La sortie de "Nevermind" il y a 25 ans marque plusieurs changements dans une industrie somnolente. Le grunge, terme inventé par les journalistes, a le mérite de détourner les regards de la scène de Los Angeles pour se porter vers la verte Seattle et sa périphérie, plus connue pour être un centre économique qu'un réel creuset musical.
Comptabiliser les ventes avec plus de précision
En 1991, on observe également un changement radical dans la façon de comptabiliser les ventes de musique avec l'introduction du système Soundscan, qui se base désormais sur la précision des codes-barre et non plus sur le retour subjectif des gros vendeurs. Le premiers chiffres font l’effet d’une douche froide et contredisent les prévisions: en tête des ventes, on retrouve le hip hop, le métal et la country.
La réaction des maisons de disques sera la même qu'à chaque gros phénomène musical: s’engouffrer dans la brèche ouverte par le trio d'Aberdeen. Si un seul Nirvana pouvait vendre des millions de disques, combien de groupes du milieu indépendant et alternatif attendaient dans l’ombre?

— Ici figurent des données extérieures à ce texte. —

PR #1656, opened 2019-01-18
refactor MiradorViewer logic out of init function

mejackreed:
The intent here is to create a more testable, extensible interface for default initialization

Increases coverage stats 10.5% 🕺

### DIFF
--- a/src/init.js
+++ b/src/init.js
@@ -1,66 +1,9 @@
-import React from 'react';
-import ReactDOM from 'react-dom';
-import { Provider } from 'react-redux';
-import deepmerge from 'deepmerge';
-import ConnectedApp from './components/App';
-import createRootReducer from './reducers/index';
-import { store, actions } from './store';
-import settings from './config/settings';
+import MiradorViewer from './lib/MiradorViewer';
 import './styles/index.scss';
-
-/**
- * Process Plugins
- */
-const processPlugins = (plugins = []) => {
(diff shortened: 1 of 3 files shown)


src/init.js
```diff
@@ -1,66 +1,9 @@
...
-
-  ReactDOM.render(
-    <Provider store={store}>
-      <ConnectedApp config={config} />
-    </Provider>,
-    document.getElementById(config.id),
-  );
-
-  return viewer;
+  return new MiradorViewer(config);
```
aeschylus: Would like to avoid using a class here, but can be factored out later. https://medium.com/javascript-scene/javascript-factory-functions-vs-constructor-functions-vs-classes-2f22ceddf33e

src/lib/MiradorViewer.js
```diff
@@ -0,0 +1,73 @@
...
+    store.dispatch(action);
+
+    ReactDOM.render(
+      <Provider store={store}>
+        <ConnectedApp config={config} />
+      </Provider>,
+      document.getElementById(config.id),
+    );
+
+    return viewer;
```
aeschylus: Classes inherently return themselves. This class will return something different depending on whether it is called with new or not.

mejackreed: Gotcha. Right now we aren't exposing this class publicly so we can control who/where it is instantiated, right?

Issue #1668, opened 2019-01-21
Normalize state


charbugs:
Redux docs suggest to keep state in a normalized fashion: https://redux.js.org/faq/organizing-state#how-do-i-organize-nested-or-duplicate-data-in-my-state

Therefor each state item should be treated like a database table with rows and ID's (see `window` and `manifests` in the example). A row should only contain primitives and arrays. Related objects should be stored as their own items and referenced by their ID's. Having ID's twice, as object keys and as property values of the respective object, can be convenient in iterations.

This may be an unnecessary overhead if a certain state item is meant to only store a single object/row. So I suggest to treat it in a normal way (see `config` in the example)

```javascript
{
  windows: {
    'window-1': {
      id: 'window-1',
      manifestId: 'http://foo',
      canvasIndex: 0
    },
    'window-2': {
      id: 'window-2',
      manifestId: 'http://bar',
      canvasIndex: 0
    }
  },
  manifests: {
    'http://foo': {
      id: 'http://foo',
      manifestation: '...'
    },
    'http://bar': {
      id: 'http://bar',
      manifestation: '...'
    }
  },
  config: {
    'foo': 'bar'
  }
}
```

charbugs:
This might be also a design decision that should be documented in the wiki.

christopher-johnson:
:+1: 
this is a good idea.  in the absence of GraphQL, it may also be useful to normalize the manifestation as well.

jbaiter:
I think this is the way to go for the store state.

>  this is a good idea. in the absence of GraphQL, it may also be useful to normalize the manifestation as well.

This might also be worth a shot, though the level of normalization should probably be driven by actual use cases in the code. I can image that having top-level `canvas`, `annotations` and `range` keys could be useful.

aeschylus:
I agree with this approach. We've seen that listening to arrays with connect causes frequent re-renders. @jbaiter suggests to incrementally convert the state, and I agree with that approach. I am experimenting with removing the manifestation from the store, as it complicates state serialisation.

mejackreed:
👍 to the incremental approach also.

bitzl:
:+1: to normalize the state and the incremental approach

PR #1669, opened 2019-01-22
1668 normalize state

charbugs:
Main reason for this PR is to normalize the window reducer as described in #1668. But it takes changes in 13 files to get all tests pass. For me, this shows the strong coupling of the existing code base and stresses the importance of a clear concept for the state layout.

### DIFF
--- a/__tests__/src/actions/window.test.js
+++ b/__tests__/src/actions/window.test.js
@@ -11,7 +11,7 @@ describe('window actions', () => {
 
       const expectedAction = {
         type: ActionTypes.ADD_WINDOW,
-        payload: {
+        window: {
           id: 'helloworld',
           canvasIndex: 1,
           collectionIndex: 0,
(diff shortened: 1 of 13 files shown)


charbugs:
The PR doesn't pass the coverage test. But it's not clear to me why. If i check the details it complains about a file that I didn't touch. Could anyone ease the restrictions? @mejackreed perhaps?

mejackreed:
I'm 👍 to easing the restrictions here and can merge.

@charbugs can you rebase on master to resolve the conflicts?

jkeck:
I've noticed that code coverage can be a bit tricky in cases like this.  It might even be that you've reduced code (:tada:), some of which was tested, and that caused a total test coverage reduction.

In these cases I think we can be pragmatic about the coverage failures when the intent/testing of the code meets the community expectations/guidelines.

mejackreed:
For clarity, we are going to force push a version of this branch up including only the needed commits by @charbugs.

PR #2728, opened 2019-06-16
adds sideEffects rule to webpack config

christopher-johnson:
(enables [tree shaking](https://webpack.js.org/configuration/module/#rulesideeffects)) and reduces bundle size by ~8K


christopher-johnson:
this change does not work with the current CI / deployment setup.  (several puppeteer tests time out and imported styles are missing from netlify).  closing.

PR #2734, opened 2019-06-17
Adjust styling for 'more' link in content search results

### LINKED ISSUE #2726: "More" links should give specific context (plus styling)
1.  Concern: The "more..." option is not technically a button-within-a-button in the HTML, but it is still reading as such to a screenreader, because the parent item has `role="button"`. I don't know if this is illegal, but it's disconcerting. I don't know what to do about this. 

2. Actionable: When the "more..." link exists, it should include some context for the screenreader. Can do this with `<button aria-describedby="resultLabelID">` which should read something like "more [pause] Page 6". _(edited)_

3. Actionable: The mockups #2683 show lower-case "m" and an underline (I think the expectation was that this would be rendered as a link, not a button). The underline with the expanded letter-spacing of the button looks awkward to me. @ggeisler?

**Current**
Screen Shot 2019-06-14 at 3 55 50 PM
**Proposed**
Screen Shot 2019-06-14 at 3 50 41 PM
  - remove the underline
  - force the height of `<span class="MuiButton-label">` to `1.5em` so it doesn't make the last line of text hang lower than it's meant to
  - lower-case the "m"

camillevilla:
Closes #2726
This PR makes slight adjustments to the styling of the "More" link in content search results. @jvine, I wasn't sure if you meant a `height` or `line-height` of `1.5em`. Take a look in netlify and let me know if this works. 

## Before
links underlined

## After
linked lower cased with line removed

### DIFF
--- a/src/components/SearchHit.js
+++ b/src/components/SearchHit.js
@@ -36,6 +36,7 @@ export class SearchHit extends Component {
       annotationLabel,
       canvasLabel,
       classes,
+      companionWindowId,
       containerRef,
       hit,
       focused,
@@ -49,6 +50,7 @@ export class SearchHit extends Component {
 
     const truncatedHit = focused ? hit : hit && new TruncatedHit(hit);
     const truncated = hit && truncatedHit.before !== hit.before && truncatedHit.after !== hit.after;
+    const canvasLabelHtmlId = `${companionWindowId}-${index}`;
 
     return (
       <ScrollTo
@@ -73,7 +75,9 @@ export class SearchHit extends Component {
           <ListItemText primaryTypographyProps={{ variant: 'body1' }}>
             <Typography variant="subtitle2" className={classes.subtitle}>
               <Chip component="span" label={index + 1} className={classes.hitCounter} />
-              {canvasLabel}
+              <span id={canvasLabelHtmlId}>
+                {canvasLabel}
+              </span>
             </Typography>
             {annotationLabel && (
               <Typography variant="subtitle2">{annotationLabel}</Typography>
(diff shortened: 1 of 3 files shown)


jvine:
Huh. Turns out setting the height screws up the focus bubble thingie and makes it hard to see when the button has focus. Setting line-height keeps the bubble.

camillevilla:
Thanks! I've corrected this PR. For anyone else who's curious, the difference between `height` and `line-height` is visible when using keyboard navigation. The GIFs below show how the Material UI ripple animation is cut off by `height` but remains the same with `line-height`. 

#### height: 1.5m
height-example

#### line-height 1.5em
line-height-example

src/components/SearchHit.js
```diff
@@ -78,7 +78,7 @@ export class SearchHit extends Component {
           <SanitizedHtml ruleSet="iiif" htmlString={truncatedHit.after} />
           {' '}
           { truncated && !focused && (
-            <Button className={classes.inlineButton} onClick={showDetails} color="secondary" size="small">
+            <Button className={classes.inlineButton} onClick={showDetails} color="secondary" size="small" aria-describedby={canvasLabel}>
```
mejackreed: Should the `aria-describedby` reference an `ID` here?

https://www.w3.org/TR/wai-aria/#aria-describedby

camillevilla: 😅 alrighty @mejackreed, let me know what you think about this approach. @cbeer suggested I use companion window IDs to deal with the case where there are multiple content search windows open.

mejackreed: Looks good!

>>Découvrez le reportage de Vincent Rebetez, François Küffer et Nicolas Julliard à l'occasion des 20 ans de l'album "Nevermind", réalisé aux Etats-Unis sur les traces de Kurt Cobain:
L'histoire de la pochette
25 ans après, la vie étant bien faite et le cycle de la mode relativement prévisible, les Doc Martens, les jeans troués et les chemises de bûcheron font leur grand retour chez les adolescents. Comme Kiss, la bouche des Rolling Stones et Eddie d'Iron Maiden, les t-shirts de Nirvana se vendent comme des petits pains comme pour dire "j’avais deux ans quand "Nevermind" est sorti, et toi t’étais pas né … ".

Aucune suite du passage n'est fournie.